_Task goal_
Pull out each line of the data that includes the word "probably".

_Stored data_
──────────────────────────────

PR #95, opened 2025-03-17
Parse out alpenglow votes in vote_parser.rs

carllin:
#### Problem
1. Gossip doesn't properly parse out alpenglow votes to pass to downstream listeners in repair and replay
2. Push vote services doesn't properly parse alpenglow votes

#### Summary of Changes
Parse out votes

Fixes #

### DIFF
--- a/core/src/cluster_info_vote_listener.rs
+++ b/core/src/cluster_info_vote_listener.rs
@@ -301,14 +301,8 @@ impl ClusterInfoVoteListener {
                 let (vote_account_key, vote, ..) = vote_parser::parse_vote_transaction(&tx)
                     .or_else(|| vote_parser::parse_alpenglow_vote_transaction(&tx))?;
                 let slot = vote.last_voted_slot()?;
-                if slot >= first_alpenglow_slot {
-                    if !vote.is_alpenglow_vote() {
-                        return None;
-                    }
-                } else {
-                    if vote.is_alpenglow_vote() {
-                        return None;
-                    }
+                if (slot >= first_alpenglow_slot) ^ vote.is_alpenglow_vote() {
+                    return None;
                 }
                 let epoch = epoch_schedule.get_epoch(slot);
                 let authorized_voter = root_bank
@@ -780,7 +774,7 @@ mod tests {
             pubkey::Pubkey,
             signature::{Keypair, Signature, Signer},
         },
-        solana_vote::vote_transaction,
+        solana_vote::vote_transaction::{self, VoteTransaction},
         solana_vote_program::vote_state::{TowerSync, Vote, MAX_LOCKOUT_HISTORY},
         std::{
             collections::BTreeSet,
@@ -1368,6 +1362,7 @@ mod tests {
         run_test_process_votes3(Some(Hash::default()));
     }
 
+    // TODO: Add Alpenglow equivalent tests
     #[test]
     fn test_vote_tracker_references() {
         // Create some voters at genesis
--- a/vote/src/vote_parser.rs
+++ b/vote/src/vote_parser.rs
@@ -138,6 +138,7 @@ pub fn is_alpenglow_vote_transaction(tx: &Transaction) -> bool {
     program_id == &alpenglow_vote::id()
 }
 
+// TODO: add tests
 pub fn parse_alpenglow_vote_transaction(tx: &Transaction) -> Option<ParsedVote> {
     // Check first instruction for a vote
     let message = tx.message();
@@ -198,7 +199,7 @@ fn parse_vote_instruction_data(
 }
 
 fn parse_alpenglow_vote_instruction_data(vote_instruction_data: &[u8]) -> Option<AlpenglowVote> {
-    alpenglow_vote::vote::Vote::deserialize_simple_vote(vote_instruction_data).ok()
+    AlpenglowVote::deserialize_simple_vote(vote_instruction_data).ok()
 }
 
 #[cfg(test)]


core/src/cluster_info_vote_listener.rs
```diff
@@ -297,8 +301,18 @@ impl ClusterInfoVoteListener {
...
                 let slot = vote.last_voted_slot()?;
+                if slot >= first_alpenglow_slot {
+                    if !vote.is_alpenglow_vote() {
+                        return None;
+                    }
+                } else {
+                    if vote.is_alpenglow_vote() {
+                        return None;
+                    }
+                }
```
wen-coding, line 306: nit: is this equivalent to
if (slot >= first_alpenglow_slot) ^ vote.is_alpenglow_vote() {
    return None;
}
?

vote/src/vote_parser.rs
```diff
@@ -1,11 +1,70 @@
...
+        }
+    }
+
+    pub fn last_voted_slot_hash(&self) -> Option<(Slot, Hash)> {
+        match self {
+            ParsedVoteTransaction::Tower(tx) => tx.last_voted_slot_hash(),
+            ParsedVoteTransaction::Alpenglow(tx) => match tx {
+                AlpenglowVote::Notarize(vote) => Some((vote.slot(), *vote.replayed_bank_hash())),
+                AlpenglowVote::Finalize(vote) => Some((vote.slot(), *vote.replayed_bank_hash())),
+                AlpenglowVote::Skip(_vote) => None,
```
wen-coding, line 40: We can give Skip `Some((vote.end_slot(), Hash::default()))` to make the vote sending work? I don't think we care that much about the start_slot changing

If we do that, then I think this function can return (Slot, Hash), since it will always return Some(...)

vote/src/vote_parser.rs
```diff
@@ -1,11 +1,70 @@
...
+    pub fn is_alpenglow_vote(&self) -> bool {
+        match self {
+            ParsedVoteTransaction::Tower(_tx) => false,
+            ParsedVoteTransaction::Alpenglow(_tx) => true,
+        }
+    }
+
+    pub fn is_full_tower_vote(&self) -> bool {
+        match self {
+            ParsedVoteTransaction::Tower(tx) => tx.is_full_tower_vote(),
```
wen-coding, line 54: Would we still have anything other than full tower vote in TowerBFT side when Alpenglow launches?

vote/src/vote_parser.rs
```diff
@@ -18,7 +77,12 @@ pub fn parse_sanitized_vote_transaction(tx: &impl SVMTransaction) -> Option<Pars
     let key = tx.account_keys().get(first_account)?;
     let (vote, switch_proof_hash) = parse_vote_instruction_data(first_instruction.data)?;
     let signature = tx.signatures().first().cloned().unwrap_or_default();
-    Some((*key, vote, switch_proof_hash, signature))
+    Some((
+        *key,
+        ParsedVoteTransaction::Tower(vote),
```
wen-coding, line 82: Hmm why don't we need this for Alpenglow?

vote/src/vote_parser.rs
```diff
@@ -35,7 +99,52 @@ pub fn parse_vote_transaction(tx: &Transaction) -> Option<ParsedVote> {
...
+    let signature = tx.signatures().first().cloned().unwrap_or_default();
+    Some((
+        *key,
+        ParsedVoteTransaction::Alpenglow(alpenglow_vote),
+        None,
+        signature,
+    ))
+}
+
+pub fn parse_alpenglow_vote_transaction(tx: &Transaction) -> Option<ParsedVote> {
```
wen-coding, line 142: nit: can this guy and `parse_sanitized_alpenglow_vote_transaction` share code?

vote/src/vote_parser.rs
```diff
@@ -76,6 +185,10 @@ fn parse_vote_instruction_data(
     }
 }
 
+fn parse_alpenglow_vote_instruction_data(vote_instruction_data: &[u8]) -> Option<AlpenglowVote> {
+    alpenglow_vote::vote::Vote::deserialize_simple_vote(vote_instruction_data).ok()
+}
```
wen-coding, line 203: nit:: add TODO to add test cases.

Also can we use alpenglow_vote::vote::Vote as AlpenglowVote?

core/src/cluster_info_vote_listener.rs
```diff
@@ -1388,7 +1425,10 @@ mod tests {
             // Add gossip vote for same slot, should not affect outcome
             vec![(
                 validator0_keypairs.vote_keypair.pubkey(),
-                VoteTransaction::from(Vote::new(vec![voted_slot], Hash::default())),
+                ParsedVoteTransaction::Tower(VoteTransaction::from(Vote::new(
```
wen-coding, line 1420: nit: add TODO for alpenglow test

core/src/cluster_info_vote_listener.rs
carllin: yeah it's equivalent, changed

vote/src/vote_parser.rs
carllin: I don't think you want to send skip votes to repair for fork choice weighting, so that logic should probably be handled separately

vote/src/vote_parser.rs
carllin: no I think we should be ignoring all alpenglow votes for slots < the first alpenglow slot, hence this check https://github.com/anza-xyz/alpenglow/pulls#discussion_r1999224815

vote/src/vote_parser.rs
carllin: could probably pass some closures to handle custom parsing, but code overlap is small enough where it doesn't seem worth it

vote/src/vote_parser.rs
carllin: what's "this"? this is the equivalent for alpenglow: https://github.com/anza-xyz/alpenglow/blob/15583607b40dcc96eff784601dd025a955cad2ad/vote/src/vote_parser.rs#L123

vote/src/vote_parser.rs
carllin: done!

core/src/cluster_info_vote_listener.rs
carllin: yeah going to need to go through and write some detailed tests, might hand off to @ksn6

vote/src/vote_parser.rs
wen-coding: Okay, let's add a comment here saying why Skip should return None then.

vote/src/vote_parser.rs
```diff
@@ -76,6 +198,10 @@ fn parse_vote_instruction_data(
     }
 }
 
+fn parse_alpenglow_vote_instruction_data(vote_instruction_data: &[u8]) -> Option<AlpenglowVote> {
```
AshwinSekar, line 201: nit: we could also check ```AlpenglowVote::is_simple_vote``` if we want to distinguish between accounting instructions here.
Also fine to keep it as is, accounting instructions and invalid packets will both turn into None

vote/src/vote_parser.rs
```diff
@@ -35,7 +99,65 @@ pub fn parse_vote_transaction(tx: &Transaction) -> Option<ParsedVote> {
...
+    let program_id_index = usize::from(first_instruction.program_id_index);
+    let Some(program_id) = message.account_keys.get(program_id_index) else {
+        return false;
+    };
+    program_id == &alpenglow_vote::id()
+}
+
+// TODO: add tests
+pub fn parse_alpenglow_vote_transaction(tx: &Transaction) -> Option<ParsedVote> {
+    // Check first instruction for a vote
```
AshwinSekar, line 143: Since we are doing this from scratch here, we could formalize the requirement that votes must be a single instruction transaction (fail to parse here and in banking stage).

──────────────────────────────

_Answer box_
carllin: I don't think you want to send skip votes to repair for fork choice weighting, so that logic should probably be handled separately
carllin: could probably pass some closures to handle custom parsing, but code overlap is small enough where it doesn't seem worth it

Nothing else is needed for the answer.